— Description of the task —
The expected result is every line of the records, printed exactly.

Stored items
━━━
PR #205, opened 2018-01-19
Patroni 1.4.1

CyberDem0n:
In addition to that use a Patroni configfile for patronictl. It contains cluster name and therefore makes optional specifying it for some of the patronictl commands like `list`, `edit-config` `pause` and so on.


CyberDem0n:
:+1:

a1exsh:
:+1:

CyberDem0n:
:+1:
━━━
— Output below —
PR #205, opened 2018-01-19
Patroni 1.4.1

CyberDem0n:
In addition to that use a Patroni configfile for patronictl. It contains cluster name and therefore makes optional specifying it for some of the patronictl commands like `list`, `edit-config` `pause` and so on.


CyberDem0n:
:+1:

a1exsh:
:+1:

CyberDem0n:
:+1:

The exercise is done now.